Problem details →
Write the data below out again, unchanged.

Supplied entries →
*** Block opens ***
PR #858, opened 2020-03-31
Clock Gating pass

rdaly525:
This PR creates a clock gating pass.

It finds any time there is a mux/register where the output of the register feeds into the input of the mux, and replaces it with a specialized register that has verilog amenable to inferring clock gating. 

Depends on #857


include/coreir/passes/transform/clock_gate.h
```diff
@@ -0,0 +1,18 @@
+#pragma once
+
+#include "coreir.h"
+
+namespace CoreIR {
+
+  namespace Passes {
```
rsetaluri: nit: indent not needed for nested namespaces

src/passes/transform/clock_gate.cpp
```diff
@@ -0,0 +1,123 @@
+#include "coreir/passes/transform/clock_gate.h"
+
+std::string CoreIR::Passes::ClockGate::ID = "clock_gate";
+
+namespace {
+    struct CEInfo {
```
rsetaluri: same as above re: nesting, see below also

src/passes/transform/clock_gate.cpp
```diff
@@ -0,0 +1,123 @@
...
+        CoreIR::Instance* reg = nullptr;
+        CoreIR::Instance* mux = nullptr;
+        int mux_in_port = 0;
+        CEInfo() : can_replace(false) {}
+        CEInfo(CoreIR::Instance* reg, CoreIR::Instance* mux, bool mux_in_port) :
+            can_replace(true), reg(reg), mux(mux), mux_in_port(mux_in_port) {}
+    };
+
+    //Checks if inst of generated module and generated module has the following name
+    bool instance_of(CoreIR::Instance* inst, std::string ns, std::string name) {
```
rsetaluri: these look generic, can we pull them out?

include/coreir/passes/transform/clock_gate.h
rdaly525: Fixed

src/passes/transform/clock_gate.cpp
rdaly525: Fixed

src/passes/transform/clock_gate.cpp
rdaly525: Some of them are definitely generic. I want to make a separate PR for a bunch of these helper APIs

src/passes/transform/clock_gate.cpp
```diff
@@ -0,0 +1,124 @@
...
+namespace {
+struct CEInfo {
+  bool can_replace = false;
+  CoreIR::Instance *reg = nullptr;
+  CoreIR::Instance *mux = nullptr;
+  int mux_in_port = 0;
+  CEInfo() : can_replace(false) {}
+  CEInfo(CoreIR::Instance *reg, CoreIR::Instance *mux, bool mux_in_port)
+      : can_replace(true), reg(reg), mux(mux), mux_in_port(mux_in_port) {}
+};
```
leonardt: Not sure on what's standard (CC @rsetaluri), but any reason this is a struct vs class?

src/passes/transform/clock_gate.cpp
```diff
@@ -0,0 +1,124 @@
...
+// Checks if inst of generated module and generated module has the following
+// name
+bool instance_of(CoreIR::Instance *inst, std::string ns, std::string name) {
+  auto mod = inst->getModuleRef();
+  if (!mod->isGenerated()) {
+    return false;
+  }
+  auto gen = mod->getGenerator();
+  return gen->getName() == name && gen->getNamespace()->getName() == ns;
+}
```
leonardt: This seems like it could be generally useful enough to go into a `transforms/util.{hpp,cpp}`

leonardt: Also (nit), spacing between the function below is inconsistent with others

src/passes/transform/clock_gate.cpp
```diff
@@ -0,0 +1,124 @@
...
+      // not the select first
+      auto not_inst_name = "not_inst" + this->getContext()->getUnique();
+      auto not_inst = def->addInstance(not_inst_name, "corebit.not");
+      def->connect(regSel_driver, not_inst->sel("in"));
+      regSel_driver = not_inst->sel("out");
+    }
+    def->connect(regSel_driver, ce_inst->sel("ce"));
+
+    // Connect the output(s) easiest is to leverage a passthrough
+    auto pt = addPassthrough(info.reg->sel("out"), "_pt");
```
*** Block closes ***
Answer to this task →
PR #858, opened 2020-03-31
Clock Gating pass

rdaly525:
This PR creates a clock gating pass.

It finds any time there is a mux/register where the output of the register feeds into the input of the mux, and replaces it with a specialized register that has verilog amenable to inferring clock gating. 

Depends on #857


include/coreir/passes/transform/clock_gate.h
```diff
@@ -0,0 +1,18 @@
+#pragma once
+
+#include "coreir.h"
+
+namespace CoreIR {
+
+  namespace Passes {
```
rsetaluri: nit: indent not needed for nested namespaces

src/passes/transform/clock_gate.cpp
```diff
@@ -0,0 +1,123 @@
+#include "coreir/passes/transform/clock_gate.h"
+
+std::string CoreIR::Passes::ClockGate::ID = "clock_gate";
+
+namespace {
+    struct CEInfo {
```
rsetaluri: same as above re: nesting, see below also

src/passes/transform/clock_gate.cpp
```diff
@@ -0,0 +1,123 @@
...
+        CoreIR::Instance* reg = nullptr;
+        CoreIR::Instance* mux = nullptr;
+        int mux_in_port = 0;
+        CEInfo() : can_replace(false) {}
+        CEInfo(CoreIR::Instance* reg, CoreIR::Instance* mux, bool mux_in_port) :
+            can_replace(true), reg(reg), mux(mux), mux_in_port(mux_in_port) {}
+    };
+
+    //Checks if inst of generated module and generated module has the following name
+    bool instance_of(CoreIR::Instance* inst, std::string ns, std::string name) {
```
rsetaluri: these look generic, can we pull them out?

include/coreir/passes/transform/clock_gate.h
rdaly525: Fixed

src/passes/transform/clock_gate.cpp
rdaly525: Fixed

src/passes/transform/clock_gate.cpp
rdaly525: Some of them are definitely generic. I want to make a separate PR for a bunch of these helper APIs

src/passes/transform/clock_gate.cpp
```diff
@@ -0,0 +1,124 @@
...
+namespace {
+struct CEInfo {
+  bool can_replace = false;
+  CoreIR::Instance *reg = nullptr;
+  CoreIR::Instance *mux = nullptr;
+  int mux_in_port = 0;
+  CEInfo() : can_replace(false) {}
+  CEInfo(CoreIR::Instance *reg, CoreIR::Instance *mux, bool mux_in_port)
+      : can_replace(true), reg(reg), mux(mux), mux_in_port(mux_in_port) {}
+};
```
leonardt: Not sure on what's standard (CC @rsetaluri), but any reason this is a struct vs class?

src/passes/transform/clock_gate.cpp
```diff
@@ -0,0 +1,124 @@
...
+// Checks if inst of generated module and generated module has the following
+// name
+bool instance_of(CoreIR::Instance *inst, std::string ns, std::string name) {
+  auto mod = inst->getModuleRef();
+  if (!mod->isGenerated()) {
+    return false;
+  }
+  auto gen = mod->getGenerator();
+  return gen->getName() == name && gen->getNamespace()->getName() == ns;
+}
```
leonardt: This seems like it could be generally useful enough to go into a `transforms/util.{hpp,cpp}`

leonardt: Also (nit), spacing between the function below is inconsistent with others

src/passes/transform/clock_gate.cpp
```diff
@@ -0,0 +1,124 @@
...
+      // not the select first
+      auto not_inst_name = "not_inst" + this->getContext()->getUnique();
+      auto not_inst = def->addInstance(not_inst_name, "corebit.not");
+      def->connect(regSel_driver, not_inst->sel("in"));
+      regSel_driver = not_inst->sel("out");
+    }
+    def->connect(regSel_driver, ce_inst->sel("ce"));
+
+    // Connect the output(s) easiest is to leverage a passthrough
+    auto pt = addPassthrough(info.reg->sel("out"), "_pt");
```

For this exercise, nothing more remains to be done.